2005-08 Coil Swap w. 4 link on 37’s

Travel: 10″ front, 12″ rear; Articulation: 37″

While the above specs simply boils it down, the setup, selection, and placement of those mods makes the truck truly perform.

Some criticize that flex and articulation aren’t everything, and we would agree, but when you have a whole family (and a dog) in the back, it sure is nice to ride on a cloud.

Beyond the coil swap, the single best improvement to handling and road worthiness for the F250 platform is to correct the caster.

Somebody please enlighten me as to why the factory specification is nearly zero on production solid axel vehicles!! Talk about dangerous, and they handle like shit too!!

How ever you decide to do it, go at least 6 degrees, 12 is better.

The next best thing is to ditch the leafs. Not that they cant be tamed, on the front of the truck they just are too unruly in contrast to a rigid link setup (the coils and extra turning radius are just a bonus).

Rolling with modern F250 axels enables a nearly plug and play swap. For example: the driveshafts, bolt pattern, speed & ABS sensors, etc. all swap pretty much seamlessly. Additionally, link kits that utilize the radius arm mounts are readily available. Selecting a kit with adjustable arms enables the front axel to be moved up to 2 inches forward too (increasing tire clearance at the cab).

The key to gaining articulation and travel without altering the ride height of the vehicle is extending the coil buckets as high into the truck as you can stomach. Shown here, the tops of the coils are nearly at the top of the fender liners (pass. side); the driver side coil is only a few millimeters away from the battery (extending above the liner).

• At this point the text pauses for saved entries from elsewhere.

Issue #1917, opened 2021-10-31
[Proposal] `pyodide-importer` package for external Python file import support


ryanking13:
- This proposal is initiated from the discussion: #1876
- Other related issues: #1808, #1784

## Problem statement

Currently, Pyodide doesn't support importing external Python packages (.py) except for installing a pure Python package wheel (.whl) or Pyodide Python packages(.js, .data) through `micropip.install` or `pyodide.loadPackage`.

This is because the external Python files need to be accessed through HTTP(s) (browser) or File System API (node) while the import statements try to find them inside the virtual file system.

```js
pyodide.runPython(await (await fetch("https://some_url/...")).text());
```

So for now, if someone wants to use external python files, [they need to fetch and execute them manually](https://pyodide.org/en/stable/usage/faq.html#how-can-i-load-external-python-files-in-pyodide), which is not very straightforward.

## Proposal

This issue proposes the `pyodide-importer` which is a Python package that supports seamless import statement support for Pyodide applications.

### Idea

When `import` statement is called, Python tries to find the import candidates through `PathFinder` registered in `sys.meta_path`.

`pyodide-importer` defines a new Python PathFinder (e.g. PyodidePathFinder), which is appended to the `sys.meta_path`, that searches and downloads import candidates through HTTP(s) and File System API.

0. import statement is called and built-in PathFinders failed to locate target packages.
1. PyodidePathFinder searches packages through HTTP(s) or File System API, searching order follows [PEP-420](https://www.python.org/dev/peps/pep-0420/).
2. If PyodidePathFinder successfully finds the target package (which is checked via HTTP status code or fs.stat), the target package is saved to the predefined path inside the virtual file system.
3. Rest of the import process is handled by built-in PathFinder.

### API design (draft)

```python3
"""
pyodide_importer.register_hook()
- appends PyodidePathFinder to sys.meta_path
- also adds virtual file system path to sys.path
- `base_url`: URLs (broswer) or File System Paths (Node) where Python packages are located. The default value is pyodide.indexURL.
- `download_path`: path inside virtual  file system where downloaded Python packages will be located.
- `modules`: names of the modules/packages that can be imported from `base_url`.
"""
def register_hook(
    base_url=pyodide.indexURL,
    download_path="",
    modules=None,
)

"""
pyodide_importer.unregister_hook()
- removes PyodidePathFinder from sys.meta_path
"""
def unregister_hook()
```

## Limitations
[...]

PR #1936, opened 2021-11-08
Add custom home directory support

ryanking13:
### Summary

Add `homeDirectory` parameter to `pyodide.loadPyodide()`, which sets the home directory of the Pyodide file system.

```js
    indexURL : "https://cdn.jsdelivr.net/pyodide/dev/full/",
    homeDirectory: "/home/pyodide",
});
```

### Description

Since we are planning to utilize the Pyodide virtual file system for external file installation,
I think having a proper home directory would improve the user experience. (https://github.com/pyodide/pyodide/issues/1917#issuecomment-962490416)

For now, root directory `/` is used for a home directory (cwd). But there exist some default subdirectories like `/tmp`, `/dev`, `/proc`, which users don't need to see and might have conflict with other newly created files.

image

This PR does:

- Add `homeDirectory` parameter to `pyodide.loadPyodide()`.
  - make `homeDirectory` inside the Pyodide virtual file system, then chdir to it.
  - default value is set to `/home/pyodide`

### Checklists

- [x] Add / update tests


src/js/module.js
```diff
@@ -84,3 +83,23 @@ function createStdinWrapper(stdin) {
...
   return stdinWrapper;
 }
+
+/**
+ *
+ * @param {string} path
+ */
+export function setHomeDirectory(path) {
+  Module.preRun.push(function () {
+    fallbackPath = "/";
```
hoodmane, line 93:
```suggestion
    const fallbackPath = "/";
```

hoodmane:
Thanks @ryanking13!

rth:
Thanks for this proposal @ryanking13 !

Overall sounds good, however,
 - we should more explicitly mention it in the changelog that this is a backward incompatible change, and to get previous behavior users need to "..".
 - If possible IMO we shouldn't expose `setHomeDirectory` to the public API (as it currently it), unless there is a clear value to users. Otherwise we would have to keep backward compatibility on it as much as possible, which adds more constraints for future development.

ryanking13:
@hoodmane Thanks. Applied reviews!

@rth

> * we should more explicitly mention it in the changelog that this is a backward incompatible change, and to get previous behavior users need to "..".

True. I'll update the changelog to be more explicit.

> * If possible IMO we shouldn't expose `setHomeDirectory` to the public API (as it currently it), unless there is a clear value to users. Otherwise we would have to keep backward compatibility on it as much as possible, which adds more constraints for future development.

Does this mean just making `setHomeDirectory` API private and keep `homeDirectory` param as is?
or does it mean we better not give `homeDirectory` option of changing home directory to users?

hoodmane:
Another thought is that we might want to add the home directory to `sys.path`. Not sure.

ryanking13:
> Another thought is that we might want to add the home directory to `sys.path`. Not sure.

I think it's a good idea as [Python actually does so](https://docs.python.org/3/library/sys.html#sys.path).

> As initialized upon program startup, the first item of this list, path[0], is the directory containing the script that was used to invoke the Python interpreter.

rth:
> Do you mean just making setHomeDirectory API private

I means keeping the function private, and the homeDirectory parameter public, if possible.

hoodmane:
> If possible IMO we shouldn't expose setHomeDirectory to the public API (as it currently it)

I don't think `setHomeDirectory` is actually "exposed". It's exported from `module.js` but I don't think we intend for exports from `module.js` to be used by other people. I think it's currently fine the way it is. We need to organize things a bit better to make it clear what is for use by other people and what it not -- it's currently not that clear. I don't think we follow the usual standards for js packages. I think usually you have a `index.js` file and only stuff exported from that counts as being exposed. 

But actually I'm really not sure. I'm having trouble finding info about how exports are supposed to be structured for Javascript packages.

hoodmane:
https://nodejs.org/api/packages.html#packages_subpath_exports

rth:
> I don't think we intend for exports from module.js to be used by other people. 

Yeah, it's also not very clear to me how to manage exports visibility. But right now it's in [the generated docs](https://pyodide--1936.org.readthedocs.build/en/1936/usage/api/js-api.html#pyodide.setHomeDirectory) which I interpret as being part of the public API.

hoodmane:
Definitely should keep it out of the docs. To do that, add `@private` to doc strings.

ryanking13:
> But right now it's in [the generated docs](https://pyodide--1936.org.readthedocs.build/en/1936/usage/api/js-api.html#pyodide.setHomeDirectory) which I interpret as being part of the public API.

Yes. I'll make the function private.
I think [setStandardStreams](https://pyodide.org/en/latest/usage/api/js-api.html#pyodide.setStandardStreams) also needs to be private?

src/js/module.js
```diff
@@ -84,3 +83,23 @@ function createStdinWrapper(stdin) {
   }
   return stdinWrapper;
 }
+
+/**
+ *
```
hoodmane, line 88:
```suggestion
 * @private
```

hoodmane:
> I think `setStandardStreams` also needs to be changed to private?

Yeah.

hoodmane:
I think in a future PR we should add something like:
```json
"exports" : { "." : "pyodide.js" }
```
to `package.json`. Also, we should move the actual source files into a `src` directory, rather than having source code mixed with package metadata.

ryanking13:
- Updated changelog of breaking changes (Added a new label for breaking change)
- Made `setHomeDirectory` and `setHomeDirectory` private

> Another thought is that we might want to add the home directory to sys.path. Not sure.

hoodmane:
> which will be the best place to update sys.path at initialization.

@ryanking13 Maybe wait until #1939 is merged, then add it here:

https://github.com/pyodide/pyodide/blob/a6ed599d921a5097604208660445d9d4e351babd/src/js/pyodide.js#L172
```
  Module.sys = Module.runPythonInternal("import sys; sys");
  Module.sys.setrecursionlimit(calculateRecursionLimit());
  Module.sys.path.append(config.homeDirectory);
```

hoodmane (approved):

hoodmane:
Actually now I think we should be setting `config.home` here:
https://github.com/pyodide/pyodide/blob/fdd1aa1c75ae1ca2c762ec04f93e4cfdfe0fb212/src/core/main.c#L50

hoodmane:
Maybe set `Module.arguments = [config.homeDirectory];` and then call `initialize_python(argsv[1]);` and then `PyConfig_SetBytesString(&config, &config.home, home_directory);`

ryanking13:
> Maybe set `Module.arguments = [config.homeDirectory];` and then call `initialize_python(argsv[1]);` and then `PyConfig_SetBytesString(&config, &config.home, home_directory);`

Yeah, the Python initialization step will be a more appropriate place for sys.path setup.

But It looks like setting config.home affects not only the working directory [but also affects the location of the standard Python libraries](https://docs.python.org/3/c-api/init.html#c.Py_SetPythonHome).
I will check which config variable is the right one to modify.

hoodmane:
> affects not only the working directory but also affects the location of the standard Python libraries.

Oh that doesn't sound like what we want. Also, to get the value into C, perhaps it would be easier to say `Module.homeDirectory = Module.stringToNewUTF8(config.homeDirectory);` and then use `EM_ASM_INT`:
```C
char* home_directory = EM_ASM_INT(Module.homeDirectory);
```

hoodmane:
Ah but see the note here:
https://docs.python.org/3/c-api/init.html#c.PySys_SetArgvEx

> It is recommended that applications embedding the Python interpreter for purposes other than executing a single script pass 0 as updatepath, and update sys.path themselves if desired.

So what you've already done is the right recommended way.

ryanking13:
> Ah but see the note here: https://docs.python.org/3/c-api/init.html#c.PySys_SetArgvEx
> 
> > It is recommended that applications embedding the Python interpreter for purposes other than executing a single script pass 0 as updatepath, and update sys.path themselves if desired.
> 
> So what you've already done is the right recommended way.

Indeed. It looks like in native Python, sys.path[0] is updated at [pymain_run_python](https://github.com/python/cpython/blob/9178f533ff5ea7462a2ca22cfa67afd78dad433b/Modules/main.c#L535), but we are not invoking that function so we have to update sys.path[0] ourselves.

ryanking13:
I think I can try updating sys.path[0] inside initialize_python() C code, by invoking `pymain_sys_path_add_path0()` directly. But I'm not sure it's necessary.

hoodmane:
I think we should keep it as is.

docs/project/changelog.md
```diff
@@ -13,6 +14,13 @@ substitutions:
 
 ## Unreleased
 
+### Backward incompatible changes
+
+- {{Breaking}} Default working directory(home directory) inside Pyodide virtual
+  file system has been changed from `/` to `/home/pyodide`. You can `os.chdir("/")`
+  to change working directory if needed.
```
rth, line 21:
```suggestion
  file system has been changed from `/` to `/home/pyodide`. To get previous behavior, you can
  - call `os.chdir("/")`  to change working directory
  - or call {any}`loadPyodide <globalThis.loadPyodide>` with the `homeDirectory="./"` argument
```

docs/project/changelog.md
```diff
@@ -33,7 +41,11 @@ substitutions:
 
 - {{Fix}} Webpack building compatibility issues and a {any}`loadPyodide <globalThis.loadPyodide>`
   runtime issue due to webpack are solved. 
-  {pr}`1900`  
+  {pr}`1900`
+
+- {{API}} {any}`loadPyodide <globalThis.loadPyodide>` now accepts `homeDirectory`
```
rth, line 46: I wonder if should name this argument `home` (name of UNIX [$HOME](https://en.wikipedia.org/wiki/Home_directory) also in [pathlib.Path.home()](https://docs.python.org/3/library/pathlib.html#pathlib.Path.home)) or maybe better `homedir` as in [Node.js](https://nodejs.org/api/os.html#os_os_homedir). `homeDirectory` is a bit long.

src/js/module.js
```diff
@@ -84,3 +84,24 @@ function createStdinWrapper(stdin) {
...
+ * @param {string} path
```
rth, line 90: Please add a brief function description.

rth (changes requested):
Marking as "changes requested" so we don't forget to add tests. Otherwise LGTM, aside from minor comments below.

ryanking13:
Applied comments!

- homeDirectory --> homedir
- description for setHomeDirectory()

rth:
Thanks @ryanking13 !  

I think we should come up with some standard way of indicating that a PR is ready to be merged. Here I'm still not merging it because all elements in the checklist in the PR description are not checked. So I think it would be good to either resolve each element or mark it as not applicable (but still check it). Here for instance we could 
 - add a test `src/tests/test_pyodide.py` to check that `os.getcwd()` returns the expected (default) value.
 - either check " Add new / update outdated documentation" or remove it altogether, as I think no other changes are needed to the docs (unless I missed something)?

Althernatively we could use the draft PR status -- it's just helpful to be able to tell quickly if a PR can be merged after an approval without re-reading all the  discussion (aside from the description and maybe the last few comments to see if something was forgotten) 

If you were planning to do this later, no problem at all. Just checking so we are on the same page expectation wise, so you don't wait on me to merge this PR while I wait for the checklist be finished :)

ryanking13:
> I think we should come up with some standard way of indicating that a PR is ready to be merged. Here I'm still not merging it because all elements in the checklist in the PR description are not checked.

Yeah, I think we need to add more description on PR template that checklists should be all checked or removed.

I'll update tests and ping you again, I don't think additional documentation is needed.

> Althernatively we could use the draft PR status -- it's just helpful to be able to tell quickly if a PR can be merged after an approval without re-reading all the discussion (aside from the description and maybe the last few comments to see if something was forgotten)

I don't think draft PR status is good for this purpose. Draft status usually means "It's WIP and not ready for review".
Maybe we can use "Ready for review" or "Ready to Merge" label instead.

ryanking13:
@rth Added tests and I think it's ready to be merged

rth (approved):
Thanks @ryanking13 !

PR #1937, opened 2021-11-09
MAINT Bring lib files together under src/py/lib directory

hoodmane:
This is supposed to simplify the build a bit and make it easier to understand what is happening with the files `pystone.py`, `_testcapi.py`, `_testinternalcapi.py` and `webbrowser.py` (namely they are all getting added to the Python standard library, not being used at build time or placed somewhere else).


hoodmane:
Also, I don't think `src/_headers` is used anywhere? I deleted it.

ryanking13:
I'm just curious, do we actually need those files built with Pyodide?

rth:
> Also, I don't think src/_headers is used anywhere? I deleted it.

Sounds good.

> and make benchmark.py directly execute the script instead of importing it?

we could indeed in a follow up PR.

> will CPython test break if these files do not exist?

I imagine it would just make the CPython test suite fail.

hoodmane:
> _testcapi, _testinternalcapi: will CPython test break if these files do not exist? We already don't have other test extensions I guess

Yes CPython tests absolutely break if these don't exist. We could just build them normally, I'm not sure what the size impact would be but it would increase test coverage. Though some of these internal apis have problems, like for instance calling `PyCode_SetExtra` causes memory corruption and eventually segfaults. So it would take some effort to remove tests that call broken APIs. (`PyCode_SetExtra` is only used for JIT which we have also disabled by throwing out the `PyFrame_Eval` hook so it's no big deal.)

We get some extra coverage out of the `ctypes` test suite because it redoes some of these api tests but in the context of testing ctypes (since the apis themselves are normally tested elsewhere).

Makefile
```diff
@@ -39,10 +39,7 @@ build/pyodide.asm.js: \
 	src/core/pyproxy.o \
 	src/core/python2js_buffer.o \
 	src/core/python2js.o \
-	src/pystone.py \
-	src/_testcapi.py \
-	src/_testinternalcapi.py \
-	src/webbrowser.py \
+	$(wildcard src/lib/**/*) \
```
rth, line 42: Maybe,
```suggestion
	$(wildcard src/lib/py/*.py) \
```
to be a bit more specific?

rth (approved):

Makefile
hoodmane: Oops what I had was just wrong.

PR #1938, opened 2021-11-09
MAINT Rearrange emsdk Makefile to do less stuff before applying patches

hoodmane:
It takes a while to build `ccache`. Avoid doing this before applying patches so that it takes less time to get to patch fail. I also changed it so that we clone only the branch we need of binaryen with depth 1.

The biggest challenge when making room for the extended coil buckets are that the air conditioning dryer must be moved up. We were able to re-bend the lines and make a relocation bracket to remount it securely in its new position. Shown here are panoramic photos with the fender liners, and factory coil buckets removed; also shown is the axel hitting on the factory bump stops without the shock bottoming out.